Stored data entries:
■ ■ ■ ■
PR #814, opened 2023-10-06
Introduce `ImmutableList.of().stream()` Refaster rules

Venorcis:
Mainly occurs in tests, but making a list for streaming only is unnecessary (and more verbose) 🤷🏻‍♂️


error-prone-contrib/src/main/java/tech/picnic/errorprone/refasterrules/ImmutableListRules.java
```diff
@@ -263,4 +263,84 @@ ImmutableList<T> after(T e1, T e2, T e3, T e4, T e5) {
       return ImmutableList.of(e1, e2, e3, e4, e5);
     }
   }
+
+  /**
+   * Prefer {@link Stream#of(Object[])} over constructing a list and then directly calling {@link
```
Stephan202:
```suggestion
   * Prefer {@link Stream#of(Object)} over constructing a list and then directly calling {@link
```

error-prone-contrib/src/main/java/tech/picnic/errorprone/refasterrules/ImmutableListRules.java
```diff
@@ -263,4 +263,84 @@ ImmutableList<T> after(T e1, T e2, T e3, T e4, T e5) {
...
+   */
+  static final class StreamImmutableListOf1<T> {
+    @BeforeTemplate
+    Stream<T> before(T e1) {
+      return ImmutableList.of(e1).stream();
+    }
+
+    @AfterTemplate
+    Stream<T> after(T e1) {
+      return Stream.of(e1);
```
Stephan202: Just like with the naming, we try to group based on their `@AfterTemplate`. As such I'll move these new rules to the `StreamRules` class.

Stephan202 (approved):
These `ImmutableList#of` overloads aren't very friendly to the way in which Refaster works, thus requiring this kind of duplication in various places. At some point we should write a checker instead, but for now this SGTM :)

```
Introduce `StreamOf{1,2,3,4,5}` Refaster rules (#814)
```

rickie (approved):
■ ■ ■ ■
Show all lines above holding "directly".

→ Answer for this exercise:
+   * Prefer {@link Stream#of(Object[])} over constructing a list and then directly calling {@link
   * Prefer {@link Stream#of(Object)} over constructing a list and then directly calling {@link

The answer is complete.